ABOUT THIS EXERCISE: All of the data is to be repeated verbatim.

DATASET EXTRACT:
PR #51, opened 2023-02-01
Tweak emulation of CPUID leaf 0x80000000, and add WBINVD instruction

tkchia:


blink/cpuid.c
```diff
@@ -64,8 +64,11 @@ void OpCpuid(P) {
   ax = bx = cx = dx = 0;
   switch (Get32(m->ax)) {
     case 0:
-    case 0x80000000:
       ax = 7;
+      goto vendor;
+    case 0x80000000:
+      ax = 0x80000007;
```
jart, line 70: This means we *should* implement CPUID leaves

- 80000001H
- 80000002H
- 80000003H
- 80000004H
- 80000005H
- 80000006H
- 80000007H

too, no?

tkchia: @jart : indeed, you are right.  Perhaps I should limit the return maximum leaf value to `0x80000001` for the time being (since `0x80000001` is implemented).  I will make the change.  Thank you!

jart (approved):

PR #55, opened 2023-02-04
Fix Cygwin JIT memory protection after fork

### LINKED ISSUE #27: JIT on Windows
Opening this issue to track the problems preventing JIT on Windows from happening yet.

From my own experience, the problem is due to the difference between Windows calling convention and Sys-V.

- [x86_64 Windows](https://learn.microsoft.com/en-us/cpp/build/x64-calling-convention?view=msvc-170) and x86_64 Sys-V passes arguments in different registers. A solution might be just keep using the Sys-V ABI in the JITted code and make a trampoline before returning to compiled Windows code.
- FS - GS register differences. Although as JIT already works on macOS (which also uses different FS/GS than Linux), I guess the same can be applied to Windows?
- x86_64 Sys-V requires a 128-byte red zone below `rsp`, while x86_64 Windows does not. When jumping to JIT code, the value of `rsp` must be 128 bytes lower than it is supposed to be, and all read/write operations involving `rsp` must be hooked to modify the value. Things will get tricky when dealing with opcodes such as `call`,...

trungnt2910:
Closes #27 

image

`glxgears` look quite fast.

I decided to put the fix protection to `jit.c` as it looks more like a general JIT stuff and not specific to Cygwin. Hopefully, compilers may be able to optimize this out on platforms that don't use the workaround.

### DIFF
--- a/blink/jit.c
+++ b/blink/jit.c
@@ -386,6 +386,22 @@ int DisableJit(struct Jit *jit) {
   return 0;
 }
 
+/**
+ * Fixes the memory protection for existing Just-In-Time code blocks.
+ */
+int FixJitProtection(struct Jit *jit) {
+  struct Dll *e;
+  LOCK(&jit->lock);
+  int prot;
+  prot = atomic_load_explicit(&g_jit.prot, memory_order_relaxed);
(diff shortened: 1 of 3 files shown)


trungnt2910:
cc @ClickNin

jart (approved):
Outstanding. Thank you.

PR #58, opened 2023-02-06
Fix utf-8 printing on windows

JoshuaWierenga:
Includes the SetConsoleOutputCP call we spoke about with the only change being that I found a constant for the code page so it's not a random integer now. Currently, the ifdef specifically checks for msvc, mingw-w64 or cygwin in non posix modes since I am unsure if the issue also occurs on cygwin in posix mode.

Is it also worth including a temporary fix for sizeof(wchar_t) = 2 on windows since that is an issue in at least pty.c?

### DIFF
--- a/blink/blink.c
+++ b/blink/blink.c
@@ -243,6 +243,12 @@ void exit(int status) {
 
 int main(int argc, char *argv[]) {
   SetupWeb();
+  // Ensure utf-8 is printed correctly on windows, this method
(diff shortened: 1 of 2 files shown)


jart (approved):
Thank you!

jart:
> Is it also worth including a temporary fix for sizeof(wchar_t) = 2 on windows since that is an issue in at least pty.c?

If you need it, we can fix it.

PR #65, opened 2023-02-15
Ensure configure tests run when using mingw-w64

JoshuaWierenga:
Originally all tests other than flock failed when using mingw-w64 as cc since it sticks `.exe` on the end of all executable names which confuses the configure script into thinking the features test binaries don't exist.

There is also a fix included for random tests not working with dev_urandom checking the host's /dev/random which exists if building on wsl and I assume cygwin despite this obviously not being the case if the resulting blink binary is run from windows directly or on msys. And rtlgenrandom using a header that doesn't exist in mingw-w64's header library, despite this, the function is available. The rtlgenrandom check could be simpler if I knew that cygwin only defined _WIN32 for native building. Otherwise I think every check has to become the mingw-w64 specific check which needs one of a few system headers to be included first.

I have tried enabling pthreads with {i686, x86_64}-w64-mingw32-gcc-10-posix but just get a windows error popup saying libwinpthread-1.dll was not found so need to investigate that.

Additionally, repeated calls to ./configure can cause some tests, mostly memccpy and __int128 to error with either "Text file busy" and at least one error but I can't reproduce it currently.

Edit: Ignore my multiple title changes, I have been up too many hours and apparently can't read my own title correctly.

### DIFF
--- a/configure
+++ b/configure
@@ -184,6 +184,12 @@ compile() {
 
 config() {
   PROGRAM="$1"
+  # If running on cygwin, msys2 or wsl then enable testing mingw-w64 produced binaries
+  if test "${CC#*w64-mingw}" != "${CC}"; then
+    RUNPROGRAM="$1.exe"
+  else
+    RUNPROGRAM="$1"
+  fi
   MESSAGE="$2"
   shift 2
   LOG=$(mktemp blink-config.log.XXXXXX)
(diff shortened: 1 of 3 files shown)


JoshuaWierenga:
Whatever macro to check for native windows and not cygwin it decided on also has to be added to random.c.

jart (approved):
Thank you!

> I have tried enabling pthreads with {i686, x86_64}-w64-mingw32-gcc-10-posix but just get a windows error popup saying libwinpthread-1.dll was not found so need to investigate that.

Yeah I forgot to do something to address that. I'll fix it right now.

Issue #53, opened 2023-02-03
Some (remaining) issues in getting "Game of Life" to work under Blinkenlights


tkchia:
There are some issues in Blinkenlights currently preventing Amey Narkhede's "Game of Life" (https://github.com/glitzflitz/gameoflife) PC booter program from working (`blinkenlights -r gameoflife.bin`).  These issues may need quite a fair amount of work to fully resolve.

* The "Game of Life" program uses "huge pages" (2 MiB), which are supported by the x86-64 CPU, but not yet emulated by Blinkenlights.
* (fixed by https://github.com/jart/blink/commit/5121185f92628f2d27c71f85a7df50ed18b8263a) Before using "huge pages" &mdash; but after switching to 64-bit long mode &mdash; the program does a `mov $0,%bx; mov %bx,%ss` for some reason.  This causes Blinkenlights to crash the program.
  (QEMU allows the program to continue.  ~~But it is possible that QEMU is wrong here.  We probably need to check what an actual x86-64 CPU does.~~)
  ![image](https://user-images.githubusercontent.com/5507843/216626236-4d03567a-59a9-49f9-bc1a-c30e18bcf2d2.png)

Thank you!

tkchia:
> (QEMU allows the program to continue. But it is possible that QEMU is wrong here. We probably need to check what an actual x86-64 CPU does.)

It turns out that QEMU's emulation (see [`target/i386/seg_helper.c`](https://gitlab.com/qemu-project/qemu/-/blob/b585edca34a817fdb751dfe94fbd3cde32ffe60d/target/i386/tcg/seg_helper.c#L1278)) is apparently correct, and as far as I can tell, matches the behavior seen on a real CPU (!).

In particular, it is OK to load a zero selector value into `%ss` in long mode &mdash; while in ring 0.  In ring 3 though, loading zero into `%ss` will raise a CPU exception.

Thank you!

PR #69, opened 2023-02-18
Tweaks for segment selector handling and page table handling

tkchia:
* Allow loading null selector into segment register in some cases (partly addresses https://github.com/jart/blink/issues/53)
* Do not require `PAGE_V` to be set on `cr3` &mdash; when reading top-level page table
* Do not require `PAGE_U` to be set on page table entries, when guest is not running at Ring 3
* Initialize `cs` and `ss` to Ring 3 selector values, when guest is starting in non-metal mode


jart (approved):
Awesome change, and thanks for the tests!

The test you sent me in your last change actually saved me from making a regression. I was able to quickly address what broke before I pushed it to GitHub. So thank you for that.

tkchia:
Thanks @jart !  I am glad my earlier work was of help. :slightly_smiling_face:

SOLVED PROBLEM:
PR #51, opened 2023-02-01
Tweak emulation of CPUID leaf 0x80000000, and add WBINVD instruction

tkchia:


blink/cpuid.c
```diff
@@ -64,8 +64,11 @@ void OpCpuid(P) {
   ax = bx = cx = dx = 0;
   switch (Get32(m->ax)) {
     case 0:
-    case 0x80000000:
       ax = 7;
+      goto vendor;
+    case 0x80000000:
+      ax = 0x80000007;
```
jart, line 70: This means we *should* implement CPUID leaves

- 80000001H
- 80000002H
- 80000003H
- 80000004H
- 80000005H
- 80000006H
- 80000007H

too, no?

tkchia: @jart : indeed, you are right.  Perhaps I should limit the return maximum leaf value to `0x80000001` for the time being (since `0x80000001` is implemented).  I will make the change.  Thank you!

jart (approved):

PR #55, opened 2023-02-04
Fix Cygwin JIT memory protection after fork

### LINKED ISSUE #27: JIT on Windows
Opening this issue to track the problems preventing JIT on Windows from happening yet.

From my own experience, the problem is due to the difference between Windows calling convention and Sys-V.

- [x86_64 Windows](https://learn.microsoft.com/en-us/cpp/build/x64-calling-convention?view=msvc-170) and x86_64 Sys-V passes arguments in different registers. A solution might be just keep using the Sys-V ABI in the JITted code and make a trampoline before returning to compiled Windows code.
- FS - GS register differences. Although as JIT already works on macOS (which also uses different FS/GS than Linux), I guess the same can be applied to Windows?
- x86_64 Sys-V requires a 128-byte red zone below `rsp`, while x86_64 Windows does not. When jumping to JIT code, the value of `rsp` must be 128 bytes lower than it is supposed to be, and all read/write operations involving `rsp` must be hooked to modify the value. Things will get tricky when dealing with opcodes such as `call`,...

trungnt2910:
Closes #27 

image

`glxgears` look quite fast.

I decided to put the fix protection to `jit.c` as it looks more like a general JIT stuff and not specific to Cygwin. Hopefully, compilers may be able to optimize this out on platforms that don't use the workaround.

### DIFF
--- a/blink/jit.c
+++ b/blink/jit.c
@@ -386,6 +386,22 @@ int DisableJit(struct Jit *jit) {
   return 0;
 }
 
+/**
+ * Fixes the memory protection for existing Just-In-Time code blocks.
+ */
+int FixJitProtection(struct Jit *jit) {
+  struct Dll *e;
+  LOCK(&jit->lock);
+  int prot;
+  prot = atomic_load_explicit(&g_jit.prot, memory_order_relaxed);
(diff shortened: 1 of 3 files shown)


trungnt2910:
cc @ClickNin

jart (approved):
Outstanding. Thank you.

PR #58, opened 2023-02-06
Fix utf-8 printing on windows

JoshuaWierenga:
Includes the SetConsoleOutputCP call we spoke about with the only change being that I found a constant for the code page so it's not a random integer now. Currently, the ifdef specifically checks for msvc, mingw-w64 or cygwin in non posix modes since I am unsure if the issue also occurs on cygwin in posix mode.

Is it also worth including a temporary fix for sizeof(wchar_t) = 2 on windows since that is an issue in at least pty.c?

### DIFF
--- a/blink/blink.c
+++ b/blink/blink.c
@@ -243,6 +243,12 @@ void exit(int status) {
 
 int main(int argc, char *argv[]) {
   SetupWeb();
+  // Ensure utf-8 is printed correctly on windows, this method
(diff shortened: 1 of 2 files shown)


jart (approved):
Thank you!

jart:
> Is it also worth including a temporary fix for sizeof(wchar_t) = 2 on windows since that is an issue in at least pty.c?

If you need it, we can fix it.

PR #65, opened 2023-02-15
Ensure configure tests run when using mingw-w64

JoshuaWierenga:
Originally all tests other than flock failed when using mingw-w64 as cc since it sticks `.exe` on the end of all executable names which confuses the configure script into thinking the features test binaries don't exist.

There is also a fix included for random tests not working with dev_urandom checking the host's /dev/random which exists if building on wsl and I assume cygwin despite this obviously not being the case if the resulting blink binary is run from windows directly or on msys. And rtlgenrandom using a header that doesn't exist in mingw-w64's header library, despite this, the function is available. The rtlgenrandom check could be simpler if I knew that cygwin only defined _WIN32 for native building. Otherwise I think every check has to become the mingw-w64 specific check which needs one of a few system headers to be included first.

I have tried enabling pthreads with {i686, x86_64}-w64-mingw32-gcc-10-posix but just get a windows error popup saying libwinpthread-1.dll was not found so need to investigate that.

Additionally, repeated calls to ./configure can cause some tests, mostly memccpy and __int128 to error with either "Text file busy" and at least one error but I can't reproduce it currently.

Edit: Ignore my multiple title changes, I have been up too many hours and apparently can't read my own title correctly.

### DIFF
--- a/configure
+++ b/configure
@@ -184,6 +184,12 @@ compile() {
 
 config() {
   PROGRAM="$1"
+  # If running on cygwin, msys2 or wsl then enable testing mingw-w64 produced binaries
+  if test "${CC#*w64-mingw}" != "${CC}"; then
+    RUNPROGRAM="$1.exe"
+  else
+    RUNPROGRAM="$1"
+  fi
   MESSAGE="$2"
   shift 2
   LOG=$(mktemp blink-config.log.XXXXXX)
(diff shortened: 1 of 3 files shown)


JoshuaWierenga:
Whatever macro to check for native windows and not cygwin it decided on also has to be added to random.c.

jart (approved):
Thank you!

> I have tried enabling pthreads with {i686, x86_64}-w64-mingw32-gcc-10-posix but just get a windows error popup saying libwinpthread-1.dll was not found so need to investigate that.

Yeah I forgot to do something to address that. I'll fix it right now.

Issue #53, opened 2023-02-03
Some (remaining) issues in getting "Game of Life" to work under Blinkenlights


tkchia:
There are some issues in Blinkenlights currently preventing Amey Narkhede's "Game of Life" (https://github.com/glitzflitz/gameoflife) PC booter program from working (`blinkenlights -r gameoflife.bin`).  These issues may need quite a fair amount of work to fully resolve.

* The "Game of Life" program uses "huge pages" (2 MiB), which are supported by the x86-64 CPU, but not yet emulated by Blinkenlights.
* (fixed by https://github.com/jart/blink/commit/5121185f92628f2d27c71f85a7df50ed18b8263a) Before using "huge pages" &mdash; but after switching to 64-bit long mode &mdash; the program does a `mov $0,%bx; mov %bx,%ss` for some reason.  This causes Blinkenlights to crash the program.
  (QEMU allows the program to continue.  ~~But it is possible that QEMU is wrong here.  We probably need to check what an actual x86-64 CPU does.~~)
  ![image](https://user-images.githubusercontent.com/5507843/216626236-4d03567a-59a9-49f9-bc1a-c30e18bcf2d2.png)

Thank you!

tkchia:
> (QEMU allows the program to continue. But it is possible that QEMU is wrong here. We probably need to check what an actual x86-64 CPU does.)

It turns out that QEMU's emulation (see [`target/i386/seg_helper.c`](https://gitlab.com/qemu-project/qemu/-/blob/b585edca34a817fdb751dfe94fbd3cde32ffe60d/target/i386/tcg/seg_helper.c#L1278)) is apparently correct, and as far as I can tell, matches the behavior seen on a real CPU (!).

In particular, it is OK to load a zero selector value into `%ss` in long mode &mdash; while in ring 0.  In ring 3 though, loading zero into `%ss` will raise a CPU exception.

Thank you!

PR #69, opened 2023-02-18
Tweaks for segment selector handling and page table handling

tkchia:
* Allow loading null selector into segment register in some cases (partly addresses https://github.com/jart/blink/issues/53)
* Do not require `PAGE_V` to be set on `cr3` &mdash; when reading top-level page table
* Do not require `PAGE_U` to be set on page table entries, when guest is not running at Ring 3
* Initialize `cs` and `ss` to Ring 3 selector values, when guest is starting in non-metal mode


jart (approved):
Awesome change, and thanks for the tests!

The test you sent me in your last change actually saved me from making a regression. I was able to quickly address what broke before I pushed it to GitHub. So thank you for that.

tkchia:
Thanks @jart !  I am glad my earlier work was of help. :slightly_smiling_face:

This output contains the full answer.